A shark has wreaked havoc on the US Navy’s fleet of nuclear submarines


There are a number of reasons why submarines have been taken out of service while roaming the depths of the ocean. These include hitting sea mines, being shot at with torpedoes, having accidents – some have even been scuttled. There’s one reason, though, that we never thought we could cause enough damage to force a submarine back into port: a cat-sized shark.

This is exactly what was happening to the US Navy’s nuclear fleet – in particular, its Ohioclass submarines – during the Cold War.

The nuclear-powered USS Ohio (SSGN-726), the first ship of her class. (Photo credit: PH3 SHAWN HANDLEY, USN / Wikimedia Commons / Public domain)

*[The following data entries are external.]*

PR #190, opened 2019-03-03
Multiple days in the appointments panel

lhca:
This has been WIP for a couple of months, and the commit history reflects the fact that ideas were introduced and later dropped.

Design considerations  are in the commit log messages, particularly

- Multiple days in the appointments panel
- Redesign of selected-item implementation for the APP panel
- Multiple days: selected day derived from selected item

There are three new user configuration settings in general options:

- multiple days: number of days (1..21) to display in the appointments panel, default seven
- dayseparator: lines between days in the appointments panel, default two
- emptyline: insert an empty line after each appointment, default true

The first one should be obvious; set it so that the days (on average) fill the entire panel. There is nothing gained from loading more days than can be displayed. Up/down movement in the panel works across days with new days loaded as needed. Insert, delete, edit etc work for the selected day/item. The selected day in the calendar changes with movements and other operations in the panel.

The second one can be set to 0, 1 or 2 to separate the days clearly or squeeze as many as possible into the panel.

The third one is for backward compatibility: appointments used to consist of three lines, the last one always empty to separate it from the following appointment. You can leave the empty line out and squeeze even more lines into the panel.

There are some changes in the calendar as well. The week number used to be the week of the day in the appointments panel. With multiple days it makes more sense to display week numbers for the entire month in a column to the left. Also, dates are shown for overlapping parts of the first and last week of the month. The day number (in the year) of the selected day has replaced the old week number.

At first I thought that the range of days currently loaded should be indicated in the calendar with brackets (`[...]`). This turned out to be not useful and a bit confusing and was dropped. What remained, though, was the square brackets to indicate the currently selected day. This has the additional benefit compared to the previously highlighted date that it does not obscure the colour of the date.

The selected day can still be explicitly set in the calendar, and all move commands work as before (`t, T, w, W, ...`), but as mentioned above the selected day is now automatically set from operations in the appointments panel. In this way the selected day, which is tied to the calendar, plays a less prominent part than before.


lfos:
Wow, this is a massive patch set. First of all, thank you so much for putting all the effort into implementing this!

Is there any chance we can turn this into a reviewable patch series, though? I imagine something like a handful of commits without any fixups. Also, there seem to be some conflicts that need to be addressed.

lhca:
> Is there any chance we can turn this into a reviewable patch series, though? I imagine something like a handful of commits without any fixups.

Please explain. I don't understand.

> Also, there seem to be some conflicts that need to be addressed.

I'll look into those. Mostly from work in parallel, I  believe.

lfos:
> > Is there any chance we can turn this into a reviewable patch series, though? I imagine something like a handful of commits without any fixups.
> 
> Please explain. I don't understand.

Before submitting a PR to a project, it is pretty common to refactor the patch set such that it looks like a clean series of atomic with clear history. This can be achieved by using a feature like `git rebase -i`, squashing some patches, and doing a bit of code refactoring.

It does not only make the review process *much* easier but also avoids unnecessarily cluttering the project's commit history (thereby making it harder for future developers to understand the development of a feature or tracking down bugs using a feature like `git bisect`).

Let me know if you think it is too much work. If it is, maybe we can at least squash some of the patches.

lhca:
That's perfectly clear and only reasonable. My conclusion is that this commit series is not ready for a PR. But there is no hurry. After looking at the conflicts I can also see that some cleanup is needed anyway.

How do you withdraw a PR? Just close it?

lfos:
We can close it. On the other hand, we can simply leave it open until everything is ready.

lhca:
The new PR #193 contains 18 commits of which at least five are minor. As I write this, I realize that three fixups could have been squashed as well.

PR #191, opened 2019-03-04
Fix vector_remove()

lhca:
The function was temporarily used in the multiple-days implementation.


lfos:
Merged into pu, thanks!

the Ohio-the class consists of four guided missile submarines (SSGN) – the USS Ohio, Michigan, Florida and Georgia – and 14 ballistic missile submarines (SNLE) – the USS Henry M. Jackson, Alabama, Alaska, Nevada, Tennessee, West Virginia, Kentucky, Pennsylvania, Nebraska, Maryland, Rhode Island, Louisiana, Wyoming and Maine.

The class includes the largest submarines ever built for the Navy and are among the largest in the world, behind only the Russian Navy. Typhoon-class and Borei-classroom. However, the Ohio-class, carries more armaments, each equipped with 24 Trident II missiles, compared to only 16 aboard the Borei-class and 20 on the Typhoon-classroom.

USS Pennsylvania (SSBN-735) at sea
The ASU Pennsylvania (SSBN-735), one of the US Navy’s nuclear ballistic missile submarines Ohio-classroom. (Photo credit: L Smith/Classicstock/Getty Images)

Submarines were among the most advanced weapon technologies of the Cold War. As they navigated underwater, officials began noticing sporadic problems. These included leaking oil lines, missing pieces of electrical wiring, damaged sonar domes, and sonic sounders that suddenly stopped working.

Often the damage was severe enough that ships had to return to their bases for repairs.

While the Navy initially suspected the damage was the result of a new Soviet weapon, it was actually caused by something much more unexpected: the cookie cutter shark.

cookie cutter shark on the beach
Cookie cutter shark. (Photo credit: PIRO / NOAA Observing Program / Wikimedia Commons / Public Domain)

For those who have never seen a cookie cutter shark, here is a quick overview. Also known as the cigar shark, the species grows to between 16 and 20 inches in length and is found in waters around the world. Its name derives from the holes it leaves in its (often much larger) prey when feeding, which resemble the marks made by a cookie cutter.

Cookie cutter shark bites have been found on a wide variety of marine life and have even been noted on man-made structures, such as oil rigs, as they attack any exposed soft area. The Navy eventually realized that the shark was causing the damage to its nuclear submarines and decided the best way to counter it was to place a fiberglass dome around the ships’ most sensitive parts.